Records from a data source:
PR #992, opened 2024-06-06
Logging invalid service name for debug (#291) (#626)

baemyung:
The method getPrettyName() may be called more than one time.
This will generate journal logging messages for the required Service name
if there are unexpected service names.

### DIFF
--- a/redfish-core/include/utils/name_utils.hpp
+++ b/redfish-core/include/utils/name_utils.hpp
@@ -37,7 +37,11 @@ inline void getPrettyName(const std::shared_ptr<bmcweb::AsyncResp>& asyncResp,
     // Ensure we only got one service back
     if (services.size() != 1)
     {
-        BMCWEB_LOG_ERROR("Invalid Service Size  {}", services.size());
+        BMCWEB_LOG_ERROR("Invalid Service Size {}", services.size());
+        for (const auto& service : services)
+        {
+            BMCWEB_LOG_ERROR("Invalid Service Name: {}", service.first);
+        }
         if (asyncResp)
         {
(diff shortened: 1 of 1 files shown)


baemyung:
Upstream: https://gerrit.openbmc.org/c/openbmc/bmcweb/+/43967
However, the community decided to abandon.

---

I think the backend team is pursuing another attempt to upstream getPrettyName??

gtmills (approved):

redfish-core/include/utils/name_utils.hpp
```diff
@@ -37,7 +37,11 @@ inline void getPrettyName(const std::shared_ptr<bmcweb::AsyncResp>& asyncResp,
     // Ensure we only got one service back
     if (services.size() != 1)
     {
-        BMCWEB_LOG_ERROR("Invalid Service Size  {}", services.size());
+        BMCWEB_LOG_ERROR("Invalid Service Size {}", services.size());
+        for (const auto& service : services)
+        {
+            BMCWEB_LOG_ERROR("Invalid Service Name: {}", service.first);
```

Exercise prompt:
Could you print, exactly and with nothing else, the lines from the one containing "(diff shortened: 1 of 1 files shown)" through the last line of the records above?

Final answer:
(diff shortened: 1 of 1 files shown)


baemyung:
Upstream: https://gerrit.openbmc.org/c/openbmc/bmcweb/+/43967
However, the community decided to abandon.

---

I think the backend team is pursuing another attempt to upstream getPrettyName??

gtmills (approved):

redfish-core/include/utils/name_utils.hpp
```diff
@@ -37,7 +37,11 @@ inline void getPrettyName(const std::shared_ptr<bmcweb::AsyncResp>& asyncResp,
     // Ensure we only got one service back
     if (services.size() != 1)
     {
-        BMCWEB_LOG_ERROR("Invalid Service Size  {}", services.size());
+        BMCWEB_LOG_ERROR("Invalid Service Size {}", services.size());
+        for (const auto& service : services)
+        {
+            BMCWEB_LOG_ERROR("Invalid Service Name: {}", service.first);
```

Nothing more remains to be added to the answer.